Augmented Reality based Simulated Data (ARSim) with multi-view consistency for AV perception networks
Aqeel Anwar, Tae Eun Choe, Zian Wang, Sanja Fidler, Minwoo Park
TL;DR
ARSim introduces a fully automated, modular AR-based data augmentation framework to bridge the covariate gap between real driving data and synthetic content. By inferring non-object domain attributes from real data and applying simulation-based randomization to object attributes, ARSim renders 3D synthetic assets in a multi-view, camera-parameter-consistent manner with HDR lighting, producing realistic augmented data with ground-truth labels. Across obstacle, freespace, and parking perception tasks, ARSim yields measurable improvements over real data alone and outperforms purely VR-based synthetic augmentation, with further gains when combining ARSim and VRSim data. This approach reduces the need for hand-crafted 3D scenes and can be adapted to other multi-camera perception problems beyond autonomous driving.
Abstract
Detecting a diverse range of objects under various driving scenarios is essential for the effectiveness of autonomous driving systems. However, the real-world data collected often lacks the necessary diversity presenting a long-tail distribution. Although synthetic data has been utilized to overcome this issue by generating virtual scenes, it faces hurdles such as a significant domain gap and the substantial efforts required from 3D artists to create realistic environments. To overcome these challenges, we present ARSim, a fully automated, comprehensive, modular framework designed to enhance real multi-view image data with 3D synthetic objects of interest.

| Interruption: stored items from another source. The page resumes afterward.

PR #319, opened 2019-11-17
Fix package lock parsing for nested deps

bergundy:
Tested on next demo app and marketplace-cms koa

### DIFF
--- a/cli/src/utils/getdeps.ts
+++ b/cli/src/utils/getdeps.ts
@@ -47,7 +47,7 @@ export async function getDependencies(projectDir: string) {
 
     if (lockHasProperty(p)) {
       dependencies.add(p);
-      toProcess.push(...recurseRequires(lockDeps[p]));
+      toProcess.push(...deepRequires(lockDeps[p]));
     } else {
       // tslint:disable-next-line:no-console
       console.error(`WARN: Cannot find dependency ${p} in package-lock.json, skipping upload`);
@@ -56,13 +56,13 @@ export async function getDependencies(projectDir: string) {
   return dependencies;
 }
 
-function recurseRequires(scope: PackageScope) {
+function deepRequires(scope: PackageScope) {
   const deps = scope.dependencies || {};
   const reqs = Object.keys(scope.requires || {}).filter((req) =>
     deps[req] === undefined || !deps[req].bundled);
   for (const subscope of Object.values(deps)) {
     if (!subscope.bundled) {
-      reqs.push(...recurseRequires(subscope));
+      reqs.push(...deepRequires(subscope));
     }
   }
   return reqs;
--- a/cli/src/utils/getdeps.ts
+++ b/cli/src/utils/getdeps.ts
@@ -9,6 +9,12 @@ class MismatchedPackageAndPackageLockError extends CLIError {
   }
 }
 
+export interface PackageScope {
+  dependencies?: Record<string, PackageScope>;
+  requires?: Record<string, string>;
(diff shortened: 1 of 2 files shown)


cli/src/utils/getdeps.ts
```diff
@@ -16,20 +16,20 @@ export async function getDependencies(projectDir: string) {
   const { dependencies: lockDeps } = JSON.parse(await readFile(packageLockPath, 'utf8'));
   const { dependencies: pkgDeps } = JSON.parse(await readFile(packageJsonPath, 'utf8'));
 
-  const toProcess = Object.keys(pkgDeps);
+  const toProcess = Object.keys(pkgDeps).map((dep) => [dep, lockDeps]);
```
vogre: I think `root = lockDeps` is confusing - perhaps better to insert an empty object like `{}`. Also, this seems to break with npm dependencies https://www.npmjs.com/package/dependencies.

cli/src/utils/getdeps.ts
```diff
@@ -38,9 +38,23 @@ export async function getDependencies(projectDir: string) {
...
     // exclude already visited deps
     if (dependencies.has(p)) continue;
-    dependencies.add(p);
-    for (const subpackage of Object.keys(lockDeps[p].requires || {})) {
-      toProcess.push(subpackage);
+
+    const lockDep = lockDeps[p];
+    if (lockDep) {
+      dependencies.add(p);
+      if (has(root, 'dependencies')) {
```
vogre: Should it be `if (has(lockDep, 'dependencies'))` since root will never have dependencies?

bergundy:
@vogre I'll fix

cli/src/utils/getdeps.ts
```diff
@@ -38,10 +44,26 @@ export async function getDependencies(projectDir: string) {
...
+      console.error(`WARN: Cannot find dependency ${p} in package-lock.json, skipping upload`);
     }
   }
   return dependencies;
 }
+
+function recurseRequires(scope: PackageScope) {
+  const deps = scope.dependencies || {};
+  const reqs = Object.keys(scope.requires || {}).filter((req) =>
+    deps[req] === undefined || !deps[req].bundled);
```
bergundy: `node-pre-gyp` for example is bundled.

bergundy:
@vogre PTAnotherL when you get the chance, thanks!
Tested again on nextjs and marketplace CRM, both work after being deployed.

cli/src/utils/getdeps.ts
```diff
@@ -38,10 +44,26 @@ export async function getDependencies(projectDir: string) {
...
+      toProcess.push(...recurseRequires(lockDeps[p]));
+    } else {
+      // tslint:disable-next-line:no-console
+      console.error(`WARN: Cannot find dependency ${p} in package-lock.json, skipping upload`);
     }
   }
   return dependencies;
 }
+
+function recurseRequires(scope: PackageScope) {
```
vogre: Maybe call this `recurseDependencies` since we are recursing on the dependencies?

bergundy: I thought about it, but since it gets the attribute `requires` recursively I decided to reflect that in the name.
Not critical.

bergundy:
> I assume this was tested on the two examples.
Yes, it was tested.

cli/src/utils/getdeps.ts
bergundy: Renamed to `deepRequires`.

The proposed method integrates domain adaptation and randomization strategies to address covariate shift between real and simulated data by inferring essential domain attributes from real data and employing simulation-based randomization for other attributes. We construct a simplified virtual scene using real data and strategically place 3D synthetic assets within it. Illumination is achieved by estimating light distribution from multiple images capturing the surroundings of the vehicle. Camera parameters from real data are employed to render synthetic assets in each frame. The resulting augmented multi-view consistent dataset is used to train a multi-camera perception network for autonomous vehicles. Experimental results on various AV perception tasks demonstrate the superior performance of networks trained on the augmented dataset.